(Stored items)
------------------------------------------------

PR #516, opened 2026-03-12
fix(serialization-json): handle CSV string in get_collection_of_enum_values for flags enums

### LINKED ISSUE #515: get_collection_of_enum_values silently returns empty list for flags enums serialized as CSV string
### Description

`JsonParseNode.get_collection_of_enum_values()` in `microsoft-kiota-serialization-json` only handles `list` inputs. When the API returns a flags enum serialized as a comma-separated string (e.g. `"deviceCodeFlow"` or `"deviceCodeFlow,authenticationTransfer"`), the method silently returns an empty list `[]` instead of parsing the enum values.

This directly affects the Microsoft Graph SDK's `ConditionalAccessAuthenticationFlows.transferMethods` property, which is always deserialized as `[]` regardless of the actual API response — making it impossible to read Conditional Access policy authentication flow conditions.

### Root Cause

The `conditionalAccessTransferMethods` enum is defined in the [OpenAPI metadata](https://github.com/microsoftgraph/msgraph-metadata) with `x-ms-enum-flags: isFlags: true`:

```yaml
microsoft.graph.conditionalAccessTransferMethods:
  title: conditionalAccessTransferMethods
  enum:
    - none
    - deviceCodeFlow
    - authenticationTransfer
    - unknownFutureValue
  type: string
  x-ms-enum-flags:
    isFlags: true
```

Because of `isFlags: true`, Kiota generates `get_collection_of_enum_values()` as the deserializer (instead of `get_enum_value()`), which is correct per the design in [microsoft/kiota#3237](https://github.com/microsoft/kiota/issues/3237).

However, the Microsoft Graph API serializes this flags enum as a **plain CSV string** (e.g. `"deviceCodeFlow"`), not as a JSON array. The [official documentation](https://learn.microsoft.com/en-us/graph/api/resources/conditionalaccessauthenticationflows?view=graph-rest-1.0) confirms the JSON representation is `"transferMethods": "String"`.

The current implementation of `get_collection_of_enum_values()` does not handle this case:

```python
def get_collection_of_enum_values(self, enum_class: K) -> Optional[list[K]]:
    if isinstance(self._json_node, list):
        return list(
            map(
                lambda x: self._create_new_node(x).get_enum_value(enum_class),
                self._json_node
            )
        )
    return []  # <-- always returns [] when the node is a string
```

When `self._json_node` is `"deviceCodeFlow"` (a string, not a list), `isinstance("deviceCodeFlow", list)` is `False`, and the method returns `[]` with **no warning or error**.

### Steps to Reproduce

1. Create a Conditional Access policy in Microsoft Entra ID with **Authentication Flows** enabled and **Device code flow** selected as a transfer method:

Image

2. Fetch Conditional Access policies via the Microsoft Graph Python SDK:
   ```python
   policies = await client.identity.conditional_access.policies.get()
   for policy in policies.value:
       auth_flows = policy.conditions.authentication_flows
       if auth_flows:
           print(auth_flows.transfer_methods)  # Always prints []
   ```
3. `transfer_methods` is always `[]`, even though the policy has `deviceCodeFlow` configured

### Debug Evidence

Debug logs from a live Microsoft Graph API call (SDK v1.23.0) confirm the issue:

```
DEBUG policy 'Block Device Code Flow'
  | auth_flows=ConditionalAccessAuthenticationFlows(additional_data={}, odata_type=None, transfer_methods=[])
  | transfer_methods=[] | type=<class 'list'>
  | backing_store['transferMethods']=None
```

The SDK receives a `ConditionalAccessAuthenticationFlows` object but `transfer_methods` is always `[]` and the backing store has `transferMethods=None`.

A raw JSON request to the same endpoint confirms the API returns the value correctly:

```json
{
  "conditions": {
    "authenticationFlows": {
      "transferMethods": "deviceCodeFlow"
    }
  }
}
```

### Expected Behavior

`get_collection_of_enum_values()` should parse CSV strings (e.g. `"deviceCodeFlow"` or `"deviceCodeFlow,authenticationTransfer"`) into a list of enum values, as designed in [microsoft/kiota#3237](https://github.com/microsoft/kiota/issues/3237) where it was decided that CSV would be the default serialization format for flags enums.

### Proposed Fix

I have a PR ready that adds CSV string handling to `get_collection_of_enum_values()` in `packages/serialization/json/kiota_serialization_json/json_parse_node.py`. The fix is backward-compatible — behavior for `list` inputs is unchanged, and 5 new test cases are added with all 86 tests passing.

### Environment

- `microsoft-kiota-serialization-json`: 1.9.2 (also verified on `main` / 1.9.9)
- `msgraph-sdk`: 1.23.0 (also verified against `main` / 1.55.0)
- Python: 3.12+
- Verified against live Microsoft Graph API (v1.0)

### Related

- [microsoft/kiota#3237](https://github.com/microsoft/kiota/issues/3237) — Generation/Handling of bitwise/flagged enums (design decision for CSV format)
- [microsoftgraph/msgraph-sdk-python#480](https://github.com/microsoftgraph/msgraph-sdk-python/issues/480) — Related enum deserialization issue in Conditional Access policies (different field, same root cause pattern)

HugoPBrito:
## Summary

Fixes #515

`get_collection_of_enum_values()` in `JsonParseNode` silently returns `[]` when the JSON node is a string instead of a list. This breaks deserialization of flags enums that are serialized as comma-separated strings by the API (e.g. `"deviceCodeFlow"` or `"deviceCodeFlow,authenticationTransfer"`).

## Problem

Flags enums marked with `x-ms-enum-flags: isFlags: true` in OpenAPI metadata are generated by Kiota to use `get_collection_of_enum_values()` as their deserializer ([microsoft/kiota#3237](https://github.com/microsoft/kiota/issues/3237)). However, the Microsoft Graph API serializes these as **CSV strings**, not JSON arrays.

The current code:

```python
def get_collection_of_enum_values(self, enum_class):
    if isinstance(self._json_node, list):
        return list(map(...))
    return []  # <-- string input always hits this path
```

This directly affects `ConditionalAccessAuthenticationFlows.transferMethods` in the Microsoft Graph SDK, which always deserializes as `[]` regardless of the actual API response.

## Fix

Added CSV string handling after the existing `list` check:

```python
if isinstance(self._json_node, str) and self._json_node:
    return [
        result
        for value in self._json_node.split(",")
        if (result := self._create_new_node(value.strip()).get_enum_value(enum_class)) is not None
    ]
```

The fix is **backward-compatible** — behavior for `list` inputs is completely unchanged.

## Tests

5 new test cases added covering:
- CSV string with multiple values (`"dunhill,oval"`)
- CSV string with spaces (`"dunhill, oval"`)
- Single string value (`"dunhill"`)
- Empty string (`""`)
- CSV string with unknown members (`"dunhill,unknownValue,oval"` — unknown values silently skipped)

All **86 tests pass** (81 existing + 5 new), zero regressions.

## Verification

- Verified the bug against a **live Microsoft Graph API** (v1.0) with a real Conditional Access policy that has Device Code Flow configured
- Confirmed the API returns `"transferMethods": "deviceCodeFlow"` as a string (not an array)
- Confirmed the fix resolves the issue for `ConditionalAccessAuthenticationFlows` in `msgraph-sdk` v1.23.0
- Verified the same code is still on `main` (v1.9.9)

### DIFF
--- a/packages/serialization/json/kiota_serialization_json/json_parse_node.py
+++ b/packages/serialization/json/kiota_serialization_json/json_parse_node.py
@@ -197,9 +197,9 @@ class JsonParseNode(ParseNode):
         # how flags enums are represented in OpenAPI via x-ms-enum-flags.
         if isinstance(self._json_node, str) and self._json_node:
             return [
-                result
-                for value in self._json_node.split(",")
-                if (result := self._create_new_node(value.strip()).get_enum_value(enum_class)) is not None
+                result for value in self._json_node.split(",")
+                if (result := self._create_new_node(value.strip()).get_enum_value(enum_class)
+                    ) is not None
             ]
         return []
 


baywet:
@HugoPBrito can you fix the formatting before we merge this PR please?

------------------------------------------------

▸ Work item
Look above for every line with the word "Related" and copy it.

▸ Solution below
### Related
- [microsoftgraph/msgraph-sdk-python#480](https://github.com/microsoftgraph/msgraph-sdk-python/issues/480) — Related enum deserialization issue in Conditional Access policies (different field, same root cause pattern)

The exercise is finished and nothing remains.